[Activity]
Print the first line of the data below and every one after it, through the line containing "- #2913 would", exactly as written.

Stored data:
Issue #2914, opened 2019-01-14
Dashboard email preview injects html directly into page


jaroel:
### Issue Summary

Dashboard email preview injects html directly into page.

### Steps to Reproduce

Go to the dashboard at http://localhost:8000/shop/dashboard/comms/
Go to an email, ie http://localhost:8000/shop/dashboard/comms/PASSWORD_CHANGED/
Make sure something is in "Email body HTML template".
Click preview and see a mess.

![screenshot 2019-01-14 at 12 29 25](https://user-images.githubusercontent.com/70700/51110203-0f727b80-17f8-11e9-8d6f-3c567bdfd2f5.jpg)

solarissmoke:
Thanks for raising this - it's been something I've wanted to address for some time. As regards your proposed PRs:

- #2913 would resolve the CSS issue, but introduces new problems with iframes, specifically that they will break for any site that is enforcing content security policies that restrict these (which frankly any e-commerce site should be doing).

- Not sure what benefit #2915 provides. Only the most technically savvy end user is going to know that emails are typically sent in plain text and HTML variants. For the rest it is just confusing to see two  versions of the same message for no apparent reason.

I actually think we need to go in the other direction and remove these email views from core. I don't see a compelling use case for them (how many other sites exist that let you browse copies of emails they sent you? - I can think of any). Storing emails is fine in case they need to be resent etc. I would propose that letting users browse them is unnecessary. They have an email client for that.

Keen to hear thoughts from others (@craigloftus , @sasha0, @mvantellingen) before we make a decision on this.

sasha0:
> I actually think we need to go in the other direction and remove these email views from core. I don't see a compelling use case for them (how many other sites exist that let you browse copies of emails they sent you? - I can think of any). Storing emails is fine in case they need to be resent etc. I would propose that letting users browse them is unnecessary. They have an email client for that.

I agree that we'd remove them in the future. Although not sure about doing that in the next release.

solarissmoke:
Fixed in #2913

PR #2915, opened 2019-01-14
Show email sent to customer as text and and html.

jaroel:
More or less the same as #2913 / #2914


jaroel:
Like this:
screenshot 2019-01-14 at 13 40 29

solarissmoke:
Thanks for this. Happy with the iframe change, but I don't think it makes sense to include the plain text version of the email as the average end user is not going to understand why they are seeing plain text and HTML alternatives. Would you be able to amend to only include the iframe?

jaroel:
That should do it :)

[Task solution]
Issue #2914, opened 2019-01-14
Dashboard email preview injects html directly into page


jaroel:
### Issue Summary

Dashboard email preview injects html directly into page.

### Steps to Reproduce

Go to the dashboard at http://localhost:8000/shop/dashboard/comms/
Go to an email, ie http://localhost:8000/shop/dashboard/comms/PASSWORD_CHANGED/
Make sure something is in "Email body HTML template".
Click preview and see a mess.

![screenshot 2019-01-14 at 12 29 25](https://user-images.githubusercontent.com/70700/51110203-0f727b80-17f8-11e9-8d6f-3c567bdfd2f5.jpg)

solarissmoke:
Thanks for raising this - it's been something I've wanted to address for some time. As regards your proposed PRs:

- #2913 would resolve the CSS issue, but introduces new problems with iframes, specifically that they will break for any site that is enforcing content security policies that restrict these (which frankly any e-commerce site should be doing).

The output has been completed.